The Miner’s Diminishing Impact On Bitcoin Price
Lawant begins by addressing the changing impact of Bitcoin miners on market prices. He presents a detailed chart comparing the total mining revenue to the Bitcoin spot traded volume from 2012 onwards, clearly marking the dates of the three previous halvings. This data reveals a significant shift: “The most crucial chart for comprehending halving dynamics is the one below, not the price chart. It illustrates the proportion of total mining revenue compared to BTC spot traded volume since 2012, with the three halving dates marked.”
In 2012, total mining revenue was multiples of the daily traded volume, highlighting a time when miners’ decisions to sell could have significant impacts on the market. By 2016, this figure was still a notable double-digit percentage of daily volume but has since declined. Lawant emphasizes, “While miners remain integral to the Bitcoin ecosystem, their influence on price formation has notably waned.”He elaborates that this reduction is partly due to the increasing diversification of Bitcoin holders and the growing sophistication of financial instruments within the cryptocurrency market. Furthermore, not all mining revenue is immediately impacted by halving events—miners may choose to hold onto their rewards rather than sell, affecting the direct impact of reduced block rewards on supply.
Lawant connects the timing of halvings to broader economic cycles, proposing that halvings do not occur in isolation but alongside significant monetary policy shifts. This juxtaposition increases the narrative impact of halvings, as they underscore Bitcoin’s attributes of scarcity and decentralization during periods when traditional monetary systems are under stress.“Bitcoin halving events tend to occur during critical monetary policy turning points, so the narrative fit is just too perfect to assume they cannot influence prices,” Lawant observes. This statement suggests a psychological and strategic dimension where the perceived value of Bitcoin’s scarcity becomes more pronounced.

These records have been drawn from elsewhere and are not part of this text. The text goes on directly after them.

PR #108, opened 2021-10-02
Feature: wallet name

rhyslbw:
# Context
We're missing the wallet name property, and the `createSingleAddressWallet` function interface could be improved before simply adding another property.

# Proposed Solution
Restructure to group dependencies in an object, then add another as the first to carry wallet props.

### DIFF
--- a/packages/wallet/src/SingleAddressWallet.ts
+++ b/packages/wallet/src/SingleAddressWallet.ts
@@ -14,6 +14,7 @@ export type InitializeTxProps = {
 export interface SingleAddressWallet {
   address: Schema.Address;
   initializeTx: (props: InitializeTxProps) => Promise<TxInternals>;
+  name: string;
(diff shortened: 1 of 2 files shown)


mkazlauskas (approved):
Looks good, although I don't understand why we need the name in the sdk (as opposed to in the wallet implementation)

rhyslbw:
You raise a good point @mkazlauskas.Given it's a single-address wallet the address can be used to identify it, but with a descriptive name we can improve our logging output, and this property is certainly desirable as we know so to me it makes sense to model it here. Based on your feedback though I think it will be more appropriate to be an optional prop, as we can always fallback to the address to handle the aforementioned use-case.

mkazlauskas:
Alternatively if it's only needed for logging the wallet could pass the name to an instance of logger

The analysis then shifts towards the macroeconomic environment influencing Bitcoin’s appeal. Lawant references the 2020 discussion by investor Paul Tudor Jones who labeled the economic climate as “The Great Monetary Inflation,” a period marked by aggressive monetary expansion by central banks. Lawant argues, “I’d argue that this was a more important factor in the 2020-2021 bull run than the direct flow impact from the halving,” pointing out that macroeconomic factors may have had a more substantial influence on Bitcoin’s price than the halving itself.